Patricia Trinh found her tribe when she was at Burnaby's Alpha Secondary – in theatre, surrounded by other kids who were equally curious about the human condition.
“Theatre kids really become a family,” says the 2007 graduate who credits drama teacher Felicity Rudolph for setting her on the path she’s on today. “I didn’t realize how much it shaped me as a person. It gave me a safe place to be, where it’s not weird that you are interested in these things.”
“These things,” in Trinh’s case, meant pretty much, well, humanity. People, and how they get that way, and why they choose the paths they choose in life. For awhile she toyed with the idea of being a police officer, or maybe a lawyer, until she realized that it wasn’t that she wanted to be those things – she wanted to explore the characters of people who wanted to be those things.
In high school theatre, and in her subsequent theatre studies at the University of Victoria, she found people who felt how she felt: “It’s not weird that you are so curious about human psychology.”
Fast forward to 2018, and Trinh is no less curious about the human condition.
In fact, it’s her musings about people and how we got that way that led her to create the new work, Probability, that’s onstage as part of the rEvolver Theatre Festival May 24 to 27 at The Cultch.

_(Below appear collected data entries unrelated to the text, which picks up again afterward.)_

PR #1938, opened 2025-03-04
fix: Fix dangling reference in new web server

kuznetsss:
Also delete move constructors where moving may be dangerous.

### DIFF
--- a/src/data/CassandraBackend.hpp
+++ b/src/data/CassandraBackend.hpp
@@ -120,7 +120,9 @@ public:
         LOG(log_.info()) << "Created (revamped) CassandraBackend";
     }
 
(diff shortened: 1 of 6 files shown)


src/data/CassandraBackend.hpp
```diff
@@ -120,6 +120,9 @@ class BasicCassandraBackend : public BackendInterface {
         LOG(log_.info()) << "Created (revamped) CassandraBackend";
     }
 
+    // Move constructor is deleted because handle_ is shared by reference with executor_
```
godexsoft: Why not doxygen like in other places? :rage1:

godexsoft (dismissed):

godexsoft (approved):

PR #186, opened 2015-10-29
removed default values for submissions and attendances so can be nil

RobertAKARobin:


RobertAKARobin:
This allows us to show that an attendance/submission has *not* been taken. Currently, they default to "absent" by default, which makes it difficult to see which absences are "real".

jshawl:
:+1: waiting for today's attendance to be taken before merge

RobertAKARobin:
It shouldn't affect it, but good call.

jshawl:
i feel similarly! just in case...

PR #187, opened 2015-10-29
Date to string methods

RobertAKARobin:


app/models/event.rb
```diff
@@ -3,6 +3,7 @@ class Event < ActiveRecord::Base
   has_many :attendances, dependent: :destroy
   has_many :users, through: :attendances
   validates :date, presence: true
+  validates :title, presence: true
```
jshawl: should this have a corresponding view update to show errors if a validation fails?

RobertAKARobin:
It does automatically because of the global error catcher.

app/models/event.rb
RobertAKARobin: It does automatically because of the global error handler.

PR #189, opened 2015-10-29
Better helpers

RobertAKARobin:


RobertAKARobin:
Was going to make the group methods a separate PR, but they're used in the subsequent commit.

PR #194, opened 2015-10-29
consolidated lots of pages and partials and made everything rails-y-er

RobertAKARobin:


RobertAKARobin:
What the eff.

app/controllers/errors_controller.rb
```diff
@@ -0,0 +1,8 @@
+class ErrorsController < ApplicationController
```
jshawl: wasn't this removed in https://github.com/ga-dc/garnet/commit/3f51361a635036aaa5c54cb726fff13ea6051e50

PR #195, opened 2015-10-29
consolidated many views and made things (esp forms) rails-y-er

RobertAKARobin:


RobertAKARobin:
@jshawl I THINK this fixes one-click grading. It looks like a lot because I copied all the partial views that were used only once into the "full" views.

It’s the debut production of Trinh’s new company, Dusty Foot Productions, which she bills as “an emerging, female-centric, multimedia, multidisciplinary, independent theatre company.”
Trinh wrote, directs and produces the show, which starts with the simple premise of two women meeting after midnight on a quiet Tuesday night. The two women are played by four actors – the two actual characters, and the two portraying what they don’t or can’t say aloud – and the story traces five possible paths their relationship could venture down.

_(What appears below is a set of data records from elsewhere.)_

PR #198, opened 2015-10-29
consolidated events controller and views

RobertAKARobin:


app/controllers/events_controller.rb
```diff
@@ -11,13 +11,12 @@ def index
...
     @group = Group.at_path(params[:group_path])
     @event = @group.events.new(event_params)
-    date = params[:date]
     date = DateTime.new(
-      date[:year].to_i,
-      date[:month].to_i,
-      date[:day].to_i,
-      date[:hour].to_i,
-      date[:minute].to_i
+      event_params["date(1i)"].to_i,
```
jshawl: can we use a date field or something? this feels code-smelly

jshawl:
:+1: pending comment

RobertAKARobin:
Sure! But I'm not sure how... Is there an alternative to `<select>` date menus?

jshawl:
what about

```html
<input type="hidden" value="unix time stamp">
```

then in params parse to datetime, from beginning of day

RobertAKARobin:
I dunno... That'll be just as much business logic as with this `datetime`, only in Javascript. I'd rather trust Rails / user what's ready.

PR #201, opened 2015-10-29
consolidated users views and controllers

RobertAKARobin:


app/helpers/application_helper.rb
```diff
@@ -165,4 +162,22 @@ def status_buttons record
     return output.html_safe
   end
```
jshawl: when would you use `records_accessible_by` and `td_averages`?

app/views/users/show.html.erb
```diff
@@ -3,20 +3,94 @@
   <h2 title="user#<%= @user.id %>"><%= @user.username %></h2>
 </div>
 
-<% if is_admin_of_anything?(@user) %>
```
jshawl: admin only, right?

config/routes.rb
```diff
@@ -7,9 +7,11 @@
   post '/sign_in', to: 'users#sign_in!'
   get '/sign_out', to: 'users#sign_out', as: :sign_out
 
-  get "github/authorize", to: "users#gh_authorize", as: :gh_authorize
-  get "github/authenticate", to: "users#gh_authenticate", as: :gh_authenticate
-  get "github/refresh", to: "users#gh_refresh", as: :gh_refresh
+  scope :github do
```
jshawl: :star:

RobertAKARobin:
`records_accessible_by` is actually also defined in the User model, which is used in the Users controller. I forgot I started with it as a helper. I can delete that.

`td_averages` is just used on the Groups show page. It's used only once, but there's so much logic involved that I didn't want to put it in the view or controller.

app/views/users/show.html.erb
RobertAKARobin: As opposed to...?

jshawl: Sorry I meant shouldn't the groups be visible to admins only? I.e put back this line?

RobertAKARobin: I put it back in because I thought it would be nice for students to see in Garnet what their squads and classrooms are. I'd like to keep it.

RobertAKARobin:
Is it OK if I delete `records_accessible_by` in a subsequent commit?

PR #221, opened 2015-11-03
Dont show members section by default

jshawl:


RobertAKARobin:
This just has them collapsed by default?

The folding is all done via jump tags and CSS, so JS shouldn't be necessary. The JS is just in there to unfold memberships by default.

RobertAKARobin:
@jshawl You'd rather have everything collapsed by default?

The folding is all done via jump tags and CSS, so JS isn't necessary. This JS is just in there to unfold the Memberships section by default if there's no hash in the URL.

jshawl:
@RobertAKARobin this pull request removes the default opening of members, and then allows the user to collapse a section (which requires JS to update the hash)

RobertAKARobin:
It's done with the `.fold` class and jump anchors:

https://github.com/ga-dc/garnet/blob/master/app/views/groups/show.html.erb#L2

I kinda prefer that to JS, personally.

RobertAKARobin:
Oh, I get it, so that they can collapse a section by clicking on the jump anchor when it's unfolded, rather than having to manually remove the hash from the URL or something?

jshawl:
yes

RobertAKARobin:
:+1:

PR #227, opened 2015-11-05
reversed order of events on group page and gave todays events a background color, fixed #228

### LINKED ISSUE #228: Sort attendance reverse order - latest at the top.
We rarely are interested in an earlier attendance.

“It’s a story about the space between certainty and probability,” Trinh says. “The story is about the ripple effects we see in life, how every tiny choice in life affects where you go.”
For Trinh, as a 28-year-old queer Asian-Canadian, the story also gives her a chance to explore less-heard stories in theatre.Ěý She hopes to use her company to help tell the stories of those who haven’t been represented in typical white, straight, male-dominated theatre – LGBTQ stories, immigrant stories, the stories of marginalized people.
She wants to do so by focusing on the philosophical and universal questions in everyone’s lives.
“What are the big questions that we all, as humans face?” she says. “How can we take those stories and normalize them, so everybody can connect to them?”
For Trinh, a big part of helping people connect to her stories is exploring new ways to tell them. She points out not everyone is drawn to traditional, text-based theatre, so she incorporates multimedia and multidisciplinary elements such as digital projections, movement and shadow play.
“I’m curious about how the new technological world affects this text-based art form,” she says. “How can we share a story with people who may not interpret story through text? I want to be able to capture their interest.”
The fact that she gets to use her voice to tell the stories she wants to tell, the way she wants to tell them, is something that Trinh is grateful for. She notes that there’s been a societal change over the past year-and-a-half or so, as the #MeToo movement has galvanized a new feeling among female performing artists – and women in general.
“It feels there has been a shift, that women are coming together to support one another,” she says. “I live in a time and place that I don’t have to worry about expressing myself freely. I never realized how lucky and privileged I am.”
It wasn’t until a backpacking trip to Southeast Asia and Bangladesh a few years ago that Trinh saw for herself what a difference that makes – when she found herself, in Bangladesh, required to ensure that she was covered up from head to toe even in sweltering temperatures and when she saw how people assumed that the male friend she was travelling with was in charge of her.
“It’s just so different on that side of the world,” she says. “It was a turning point for sure. I’m very glad I had that experience.”
All of those experiences inspire Trinh to keep going and to plug away at the potential to make theatre her life. She admits it’s not an easy life and says it’s taken her until this point, in her late 20s, to be convinced that she wants to commit to it.
“It’s very tough. I’m still navigating it. I’m very much emerging still,” she says.
For now, she’s focusing her efforts on festivals, like rEvolver, that give emerging artists a chance to share work that wouldn’t otherwise have the funding to hit the stage.
“I think it’s going to be an uphill battle,” she says.
But she says it with a confidence that suggests she’s more than up for the challenge.
FAST FACTS
What: Probability, presented by Dusty Foot Productions as part of the rEvolver Festival, a contemporary theatre festival dedicated to providing professional presenting opportunities to emerging artists
Who: Directed by Patricia Trinh, starring Rami Kahlon, Alexandra Voicu, Rachel Renaud and Marissa Burton
Where: The Cultch Historic Theatre, 1895 Venables St., Vancouver
When: May 24 at 7 p.m., May 25 and 26 at 9:30 p.m., May 27 at 5:30 p.m.
Tickets: $20, or $15 for people on limited income. Call 604-251-1363 or see tickets.thecultch.com.